The generalised form of this puzzle, solved in this way, is one of a steadily growing number of problems classed as NP-Complete that together constitute the PvsNP problem. I won't attempt to explain this. There are articles about it all over the net. You'll find a good introduction in the Wikipedia. If you want the full works, read Stephen Cook's statement of the problem. It was he who formulated the question. 

The Clay Institute of Mathematics are offering a prize of $1,000,000 to anyone who can solve the PvsNP problem. It's one of the seven Millenium Problems.

The world of technology would give a great deal more. 

Regardless of whether or not the PvsNP question is answered, the theoretically hard NP-complete problems in its domain are easily solvable in many real-world circumstances.

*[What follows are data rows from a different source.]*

PR #2637, opened 2022-06-13
chore: simplify extracting info from the supported platforms

mdelapenya:
- chore: support extracting env from the platforms file
- chore: support listing supported platforms

## What does this PR do?
This PR adds three build commands:

- list-platforms: uses YQ to extract the top-level keys in the YAML file representing the available platforms
- set-env-PLATFORM: uses YQ to generate a .env file for the platform, so that it's possible to source it and avoid passing it to each build command
- set-env-stack: same as the previous one, but for the stack

## Why is it important?
It will simplify how the build scripts interact with the node: instead of passing the env vars again and again, it will simply generate the env file once, and print a help message to source it.

Therefore, when running the tests against multiple OS targets (Centos 8, Debian 11, Ubuntu 22.04...), the end user will simply need to source the right env file just once.

Besides that, the list command will allow end-users to discover what platforms are supported.

## Checklist

List available platforms:
```shell
make -C .ci list-platforms
```

Set env for a specific platform:
```shell
make -C .ci set-env-centos8_amd64
make -C .ci set-env-centos8_arm64
make -C .ci set-env-debian_10_amd64
make -C .ci set-env-debian_10_arm64
make -C .ci set-env-debian_11_amd64
make -C .ci set-env-debian_11_arm64
make -C .ci set-env-oracle_linux8
make -C .ci set-env-sles15
make -C .ci set-env-ubuntu_22_04_amd64
```

## Related issues

-

### DIFF
--- a/.ci/scripts/yq.sh
+++ b/.ci/scripts/yq.sh
@@ -31,4 +31,7 @@ echo "export ${ENV_PREFIX}_LABEL=${PLATFORM}" >> "${FILE_ENV}"
 echo "export ${ENV_PREFIX}_SHELL_TYPE="${SHELL_TYPE} >> "${FILE_ENV}"
 echo "export ${ENV_PREFIX}_USER="$(docker run --rm -i  -w "/workdir" -v "${PWD}":/workdir ${YQ_IMAGE} ".${PLATFORM}.username" < yml.tmp) >> "${FILE_ENV}"
 
+echo ">>> Please source the generated file in order to use it while running the tests:"
+echo "source ${PWD}/${FILE_ENV}"
+
 rm -f ${PWD}/yml.tmp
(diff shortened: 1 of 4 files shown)


.ci/scripts/yq.sh
```diff
@@ -0,0 +1,37 @@
...
+
+if [ "${PLATFORM}" == "stack" ]; then
+  FILE_ENV=".stack-env"
+  ENV_PREFIX="STACK"
+fi
+
+docker run --rm  -w "/workdir" -v "${PWD}":/workdir ${YQ_IMAGE} ".PLATFORMS | with_entries( select( .key | (. == \"${PLATFORM}\") ) )" .e2e-platforms.yaml > ${PWD}/yml.tmp
+
+SHELL_TYPE=$(docker run --rm -i  -w "/workdir" -v "${PWD}":/workdir ${YQ_IMAGE} ".${PLATFORM}.shell_type" < yml.tmp)
+if [ "${SHELL_TYPE}" == "null" ]; then
```
mdelapenya, line 24: Condition needed by platforms not having shell_type (Windows, in #2468)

Sudoku puzzles are created in the expectation that they will be solved. Generally, there is only one solution. Normally they are solved by deduction. They can also be solved, as they are here, using similar methods to those used to solve the Travelling Salesman Problem. 

If you want a solution to a prize-winning sudoku puzzle, there are faster and more reliable solvers freely available elsewhere on the web. This applet is more fun. Its a bit like fruit machine.

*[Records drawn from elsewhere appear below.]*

PR #2692, opened 2022-06-23
Add error checks to string typecast

fearful-symmetry:
## What does this PR do?

Hello from the elastic-agent team. I recently had an issue with `FetchElasticArtifact` where it tired to fetch an artifact that didn't exist, and rather than erroring out, it threw a really difficult to trace typecast panic. This appears to be an issue with how the API itself behaves when you ask for a non-existent package:
```
curl https://artifacts-api.elastic.co/v1/search/8.4.0-SNAPSHOT/elastic-agent-shipper\?x-elastic-no-kpi\=true
{"packages":[],"manifests":{"last-update-time":"Thu, 23 Jun 2022 17:38:20 UTC","seconds-since-last-update":134}}
```
We don't get an error, just an empty list. When we try to cast to string, we get an error. Not sure if there's a better way to do this, but I figured it would be at least nice to have.

## Why is it important?

This produces a very difficult to debug error. particularly when `e2e-testing` is imported from elsewhere.

## Checklist

### DIFF
--- a/pkg/downloads/releases.go
+++ b/pkg/downloads/releases.go
@@ -141,8 +141,14 @@ func (r *ArtifactURLResolver) Resolve() (string, string, error) {
 		return "", "", fmt.Errorf("object not found in Artifact API")
 	}
 
-	downloadURL := downloadObject.Path("url").Data().(string)
-	downloadshaURL := downloadObject.Path("sha_url").Data().(string)
+	downloadURL, ok := downloadObject.Path("url").Data().(string)
+	if !ok {
+		return "", "", fmt.Errorf("key 'url' does not exist for artifact %s", artifact)
+	}
+	downloadshaURL, ok := downloadObject.Path("sha_url").Data().(string)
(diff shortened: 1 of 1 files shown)


fearful-symmetry:
Not sure if a backport is needed here, since this is a small fix?

mdelapenya:
Thanks for your PR! We never faced the issue because the artifacts "are always there" but I see a lot of value in your contribution.

I'm retriggering the build here https://beats-ci.elastic.co/blue/organizations/jenkins/e2e-tests%2Fe2e-testing-mbp/detail/PR-2692/2/pipeline, as I don't know why it did not trigger all the tests to check if the downloaded artifacts are affected. Will mark this as ready to merge once the CI finishes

One thing that's said about NP-complete problems is that if you've solved one you've solved them all. There are some that say that sudoku is the one to concentrate on.

Misterioso

Some years ago, I wrote a Java application to browse my collection of jazz recordings. One of the things I wanted do with it, was compile collections of tracks that played for exactly the amount of time that I specified. That was in the days of cartridges, when you aimed to fill each side exactly so that there was no need to rewind when you turned the tape over. 

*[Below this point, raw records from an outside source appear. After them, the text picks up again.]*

PR #2706, opened 2022-06-27
ci: notify test failures for MacOS nightly builds

v1v:
## What does this PR do?

Notify if test failures to the `elastic-agent` team so they can track any MacOS test failures easily.

## Why is it important?

As requested by the team


.ci/e2eTestingMacosDaily.groovy
```diff
@@ -86,11 +92,22 @@ pipeline {
       destroyCluster()
     }
     cleanup {
-      notifyBuildResult()
+      notifyBuildResult(prComment: true,
+                        slackHeader: "*Test Suite*: ${env.TAGS}",
```
mdelapenya, line 96: Should we add that the build is related to MacOS here?
```suggestion
                        slackHeader: "*Test Suite (MacOS)*: ${env.TAGS}",
```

When I tested the program, I was amazed when it came up with a set of tracks to exactly fit the tape. Not because the program was particularly complicated, but because I was testing it with just 20 tracks.

I've put the algorithm into the applet shown below. Click on the image if you want to play with it.

 

click image to go to applet page

 

What I didn't know then, was that the problem of selecting a subset of numbers from a set, to exactly total a target value is one of the best known PvsNP problems. It is the subset sum problem. See wiki again.

So does that get me a million dollars? Unfortunately not!The method it uses is a random process. By its nature, its too 'hit and miss' to qualify. However, for my purposes, it works perfectly.

Sudoku 17

I've run my sudoku applet with one of Gordon Royle's Minimum Sudokus. These have a single solution with just 17 givens (or hints, or clues, whatever you want to call them). As my program doesn't use any sudoku strategies, I had expected it to stupidly chomp through it in a reasonably short time........ But it didn't.

I was disappointed at first, but now I'm just a bit amazed. It's not because of the single solution (not a problem up until now). Nor is it the scarcity of the givens (see sad puzzle to the right). It just seems to have found it too difficult.

If you want to see the applet struggle with a minimum sudoku, go to my applet page. It's the second applet down.

click image to go to applet page
click image to go to applet page

Sit Down You're Rocking The Boat!

This little trick really blows my mind. Dressed up as a clever balancing act, it is simply a special case of the subset sum problem. It's called the partition problem.

For this demonstration, you have 20 sealed crates to load into the hold of a ship. Their weights are random numbers in the range 1-50,000 units. You have to flip them, port and starboard, so that you have exactly the same weight (or a difference of 1 unit if the total weight is an odd number) on either side.

What really amazes me is that 20 randomly generated numbers of this size, are so amenable to being partioned in this way.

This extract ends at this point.